A new approach incorporating security measures from the outset and offering peace of mind for our customers
Securing software is often reduced to a simple security assessment carried out at the end of development, just before it goes into production. However, detecting a flaw at this stage can lead to considerable additional costs and delays. The ‘Security by design’ approach proposes integrating security measures into the software development process from the outset, and maintaining them throughout the software’s lifecycle. This approach begins with an analysis of the security objectives to be achieved, the specific requirements to be put in place, and the architectural choice aimed at reducing risks right from the design phase.
What solutions does Softcom actually offer?
Softcom is already incorporating a formal ‘Security by design’ approach into its offerings. This means producing a ‘Threat Modeling’ at the design stage, a document that will serve as a reference throughout the development and maintenance process. This document presents the solution in context, taking into account the customer’s IT environment, end-users and integrated systems with their various data flows. The various threats are identified, assessed and prioritised, enabling the customer to make informed decisions for optimal risk and cost management.

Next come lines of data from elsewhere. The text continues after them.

PR #12, opened 2016-08-20
Use SWIG API and MK 0.3.0

bassosimone:
@lorenzoPrimi to test this you need to recompile yourself the `-android` repository and copy the files in the rootdir of the repository and then run `make unpack`. In my experience, it's better to close AndroidStudio, clean up everything in the repo (using `git clean -dfx`), run `make unpack`, and then start AndroidStudio again.


app/src/main/java/org/openobservatory/netprobe/data/TestData.java
```diff
@@ -167,4 +167,8 @@ public void notifyObservers(Object type) {
         }
         return servers;
     }
+
+    public static String boolToString(Boolean b) {
+        return b ? "1" : "0";
+    }
```
bassosimone: @lorenzoPrimi, yes, this looks good to me :-)

bassosimone:
Okay, @lorenzoPrimi, with 383d841 committed, I think all the pieces to use MK v0.3.0 are there, except that one needs to modify the way in which tests are executed to be like TcpConnect rather than using the style used for other tests. Also, now this is based v0.3.0 so there is a NDT test working just like other OONI tests and there is also web_connectivity!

But what is “Threat Modeling”?
Let’s take the example of building construction. Just as a house needs to be designed to protect against intrusion, taking into account its location, environment and contents, an IT solution needs to be designed to take into account the potential threats specific to its context of use. Threat modelling is therefore the equivalent of a security plan for an IT solution, enabling the necessary protection measures to be defined as a function of the risks identified.
What are the advantages of this approach?
There are many advantages to integrating safety into the early stages of design. In particular, it makes it possible to precisely define the level of security required according to the context of use, thereby reducing overall risks and costs while guaranteeing an optimum level of quality. In addition, a well-documented security architecture makes it easier to carry out subsequent security assessments, such as penetration tests. This approach enables Softcom to guarantee optimum security throughout the project, giving its customers peace of mind.
In conclusion, Softcom chose this approach because, over and above regulatory requirements such as ISO 27001, it is convinced that ‘Security by design’ represents an essential investment for its customers. Threat modelling, as a concrete deliverable, provides transparency and tangible proof of Softcom’s commitment to security. What’s more, this initial investment quickly translates into time and cost savings, as well as greater mutual understanding between Softcom and its customers.